Sunday, February 28, 2010

Of Namesakes and Mandrakes: T9 Dictionary Collisions

I've always been fascinated/bemused by the mixups that happen when you use T9 predictive typing on your cell phone. While it is quite good overall, it can lull you into a false sense of security and if you don't actually make sure to read every word, you might text a friend asking if they'd like to go watch 'some mother' instead of 'some movies.' Because, of course, 668437 is the T9 code for both 'mother' and 'movies.' Bus ride can become cup ride, Jordan can become Korea, and (fittingly) kiss can become lips.

I decided to put my Computer Science degree to use and look for other fun "collisions"--cases where the same T9 code produces multiple words, preferably humorously. While I couldn't code in the humor criterion, I did create a simple Java program that prints out all the T9 collisions in a dictionary text file*.

Perusing through this file of 4717 collisions, I found a few I probably would have never stumbled across on my own. Namesake & mandrake are equivalent according to your phone, as are enemy & endow and imam & hobo (please don't hate me, Muslim fundamentalists--I love Islam and am only reporting what I found. Wage jihad against Tegic Communications, the heathen company that developed this godless technology).

Of course, there are a lot of boring collisions, like producer & produces, but there are some fun ones to find as well. I uploaded the output of the program to a public Google doc--check it out and see if you notice any particularly funny or unusual ones (I have only glanced over random sections of it).

After doing all this, I found this page that analyzes T9 collisions for numeric codes with the most words associated with them, which is also interesting, but he never would have found out that pennant & remnant go together, so I like my approach too.

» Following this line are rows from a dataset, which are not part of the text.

Issue #151, opened 2021-10-22
Remove RSVP Button from Create Event Template


bryantal:
When creating an event, the RSVP button should not be there.  We'll need to remove it since it causes errors when clicked.

![image](https://user-images.githubusercontent.com/28715731/138475250-1261724d-5f81-491e-8db0-e466a5c2d5bb.png)

bryantal:
![](https://github.trello.services/images/mini-trello-icon.png) [CELTS #151: Remove RSVP Button from Create Event Template](https://trello.com/c/XJCD7ORX/327-celts-151-remove-rsvp-button-from-create-event-template)

Boorclark:
@BrianRamsay I believe this issue can be resolved. The issue has already been fixed.

PR #161, opened 2021-10-28
Remove RSVP button from createEvent Page

sreynit02:
Issue #151 : When creating an event, the RSVP button should not be there since RSVP is not possible if the event hasn't been created.

Fix: Remove the button when the 'create' event action is done. The button is still there if the admin is editing or student is just RSVPing for the event.

Test: 
Create an event using a template. There should only be a 'Save' button at the bottom of that page. 
Template


bryantal (dismissed):

app/templates/admin/createSingleEvent.html
```diff
@@ -247,8 +247,12 @@ <h1 id="title">{{page_title}}</h1>
                 {% if userHasRSVPed %}
                   <button type="submit" class="btn btn-danger"  formaction="/rsvpRemove">Remove RSVP</button>
                 {% else %}
-                  <button type="submit" id="rsvpEvent" class="btn btn-primary" formaction="/rsvpForEvent" {{'disabled' if isPastEvent}}>RSVP</button>
+                 {% if request.path[-6:] != "create"%}
```
BrianRamsay: There is already a variable `isNewEvent` set up in this template for this case. It's easier to use that one than include the logic again.

app/templates/admin/createSingleEvent.html
```diff
@@ -247,8 +247,12 @@ <h1 id="title">{{page_title}}</h1>
...
+                 <button type="submit" id="rsvpEvent" class="btn btn-primary" formaction="/rsvpForEvent" {{'disabled' if isPastEvent}}>RSVP</button>
+                 {% endif %}
                 {% endif %}
+                {% else %}
+                <button type="submit" id="rsvpEvent" class="btn btn-primary" formaction="/rsvpForEvent" {{'disabled' if isPastEvent}}>RSVP</button>
```
BrianRamsay: Not sure how this extra `else` and rsvp button snuck in here. Does this page load? I would think it would complain about the extra `{% else %}` and `{% endif %}` without an `{% if %}`

BrianRamsay (changes requested):

app/templates/admin/createSingleEvent.html
mupotsal: Screen Shot 2021-11-01 at 9 40 03 AM
It is for this if, I have made it clear now by indentation. I hope it helps.

app/templates/admin/createSingleEvent.html
mupotsal: Screen Shot 2021-11-01 at 9 41 01 AM
It is for this if, I have made it look better by indentation.

app/templates/admin/createSingleEvent.html
```diff
@@ -244,18 +244,22 @@ <h1 id="title">{{page_title}}</h1>
...
-                  <button type="submit" class="btn btn-danger"  formaction="/rsvpRemove">Remove RSVP</button>
-                {% else %}
-                  <button type="submit" id="rsvpEvent" class="btn btn-primary" formaction="/rsvpForEvent" {{'disabled' if isPastEvent}}>RSVP</button>
-                {% endif %}
-              {% endif %}
-
+                  {% if userHasRSVPed %}
+                    <button type="submit" class="btn btn-danger"  formaction="/rsvpRemove">Remove RSVP</button>
+                  {% else %}
+                     {% if request.path[-6:] != "create"%}
```
BrianRamsay: This is still wrong. There is already a variable in the template for this logic.

app/templates/admin/createSingleEvent.html
```diff
@@ -244,18 +244,22 @@ <h1 id="title">{{page_title}}</h1>
...
+                     <button type="submit" id="rsvpEvent" class="btn btn-primary" formaction="/rsvpForEvent" {{'disabled' if isPastEvent}}>RSVP</button>
+                     {% endif %}
+                 {% endif %}
+            {% else %}
+                <button type="submit" id="rsvpEvent" class="btn btn-primary disabled" formaction="/rsvpForEvent" >RSVP</button>
+            {% endif %}
```
BrianRamsay: There does not need to be two different rsvp buttons. figure out how to only have the html once. It should only be there if the event is in the future, and if we are not creating a new event

BrianRamsay (changes requested):

app/templates/admin/createSingleEvent.html
mupotsal: I have resolved that and. it should be good now.

bryantal (dismissed):

BrianRamsay (approved):

PR #162, opened 2021-10-29
Add RSVP status to Interest Table

sreynit02:
Issue: We need to add RSVP status to show if a user has rsvp for events or not in the upcoming events table. 

Solution: Queried the eventRsvp table for events that the user has RSVP'ed for. Use if statement to check if the upcomingEvents is in eventRsvp.
SCR


bryantal (approved):
So much easier with the RSVP table you all created.  Looks good!

BrianRamsay (approved):

Issue #160, opened 2021-10-28
Add courseProposals Route


zachneill:
The PR #98 was merged into the development. However, its route, /courseProposals doesn't exist in the admin routes file anymore. All the frontend is in development. I think it's a matter of re-adding the route and possibly making minor changes to the withdraw button.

So have you ever had any good mixups using T9 predictive typing? Did you find any gems from my list that I missed?

* I wish I had access to the actual T9 dictionary they use in phones, but I couldn't find it online, so I just used the default linux (American English) dictionary. I also didn't count one-letter words, because they are stupid, and I ignored any words that include anything other than the letters A-Z.


  1. spence and i were just talking about this today! my friend brooke is arnold and it always makes me laugh.

  2. Aly, I love it!

    A few others that people shared on my buzz but didn't bother to click over to comment on my blog (slackers!) were:

    "Stoke my boat" for "stole my coat"
    "I accidentally told a girl we could still be friends without 'eating each other', instead of 'dating each other'. She replied with, 'I'm not a cannibal.'"
    "Turkmenistan" for "thermodynamics"

  3. A guy in my high school said that when he tried to say "church" he always ended up saying "b*tch," but I'm pretty sure that was a result of him missing a keystroke since there's one less letter...

  4. This is fun. And oh so nerdy. I love it!

  5. And then just yesterday I texted someone about 'the cool of mormon.' That would probably be the most awesome book of scripture yet.

  6. Can't remember any examples at the moment, but excellent topic.

    How easy would it be to generate a list of words that were within one letter difference of a given word? That seems to happen a lot, too, as noted above, and might be an interesting ultra-nerdy programming project.

  7. James: not too hard, I'll have to get on that ASAP.

    And Twinky, yeah, but still pretty funny. I wonder if it was at all on purpose, or perhaps a freudian slip?